To answer the other questions-
> No, all the pictures are not corrupted -- but all in each effected folder are corrupted.
>Yes, I use Faststone image viewer -- but have used it for well over a year with no problem
>The pictures were taken on a digital camera and downloaded onto my computer -- they were not created by any program

I'll try to attach a zipped file of one of the corrupted image files.

Thanks to all for your suggestions!!! It does seem strange to see that several people are having very similar problems.


----------



## mtthompson

OK, a zipped file of an effected image file is attached. Thanks!!


----------



## mtthompson

I did check the jpg file association (that was one of the first things) -- it is set to MS Photo Editor. And, I tried renaming the files -- file still will not open.

Thanks!!!!


----------



## slipe

Strange. The zip file downloaded to my computer as a 1k file. It unzipped to a 96k JPG. JPGs are compressed and usually can&#8217;t be compressed any more by zip compression. Which means the file is toast. I opened it in a hex editor and there is nothing there.

Irfanview says it can&#8217;t read the header. But the entire file is trashed. It wouldn&#8217;t do any good to fix the header. And no JPG repair program will be able to fix it.

My computer rounded it up to 1k. It is actually a lot smaller. I saw bytes and thought k.


----------



## katt2

I got the same thing as Slipe. it almost looks like its encrypted.


----------



## pjhutch

Are the files saved as JPEG or other format such as JPEG2 or JPEG 2000 format which is not as widely supported as the original JPEG format? You may need to change the default save format in your Photo package.

http://en.wikipedia.org/wiki/JPEG_2000


----------



## Noyb

Looks like your Image was just plain corrupted.
Also sounds like you don't have a good Image Viewer and Editor.

This may not have caused your problem ... 
But maybe you'd like to join many of us here at TSG, and use Irfanview ...
http://www.irfanview.com/

Some initial Irfanview setup tips here ...
http://2noyb.home.insightbb.com/


----------



## mtthompson

Thanks everyone! The files are simple .jpg files. The image file I attached is 97.6 kb before I zipped it -- afterwards it is 184 bytes. Some of the effected image files are quite large -- over 1 mb. When I zipped a 1.2 mb files it reduced to 354 bytes. Doesn't sound good I know. I'm not using win-zip -- I'm using a freeware program called 7-Zip. Would this make any difference???

Thanks so much for trying to help! Any idea what might have caused this aggravating problem?


----------



## Noyb

mtthompson said:


> I'm not using win-zip -- I'm using a freeware program called 7-Zip. Would this make any difference???
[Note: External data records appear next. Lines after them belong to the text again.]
PR #15927, opened 2024-10-15
Fix overflow panic on Stopwatch at Duration::MAX

### LINKED ISSUE #15924: Stopwatch panic on reaching Duration::MAX
## Bevy version

0.14.2

#### Describe how you arrived at the problem. If you can, consider providing a code snippet or link.

hello !

I stumbled upon this as I was using a Timer with Duration::MAX and wanted to set it as finished as its used as a cooldown, but calling .tick() on a maxed stopwatch panic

Probably not .. But why don't you just use W-XP to Zip and Unzip ??

In XP .. Anything you extract from a zip folder .. will be unzipped when extracted.


----------



## Noyb

mtthompson said:


> .. Any idea what might have caused this aggravating problem?..


Maybe M$ Photo Editor ??? ... It looks a little old from what I read.
I have M$ Office Picture Manager.

If this is your only Imaging program ... I'd suggest using the freeware Irfanview instead.
Irfanview's Very popular here at TSG ... Then we can all talk the same language.


----------



## slipe

mtthompson said:


> Thanks everyone! The files are simple .jpg files. The image file I attached is 97.6 kb before I zipped it -- afterwards it is 184 bytes. Some of the effected image files are quite large -- over 1 mb. When I zipped a 1.2 mb files it reduced to 354 bytes. Doesn't sound good I know. I'm not using win-zip -- I'm using a freeware program called 7-Zip. Would this make any difference???


It makes no difference what you zipped the file with. If a 1.2 Mb file compresses to 354 bytes the entire file is just a continuous repetition with no useable information. The hex file confirmed that for the other image.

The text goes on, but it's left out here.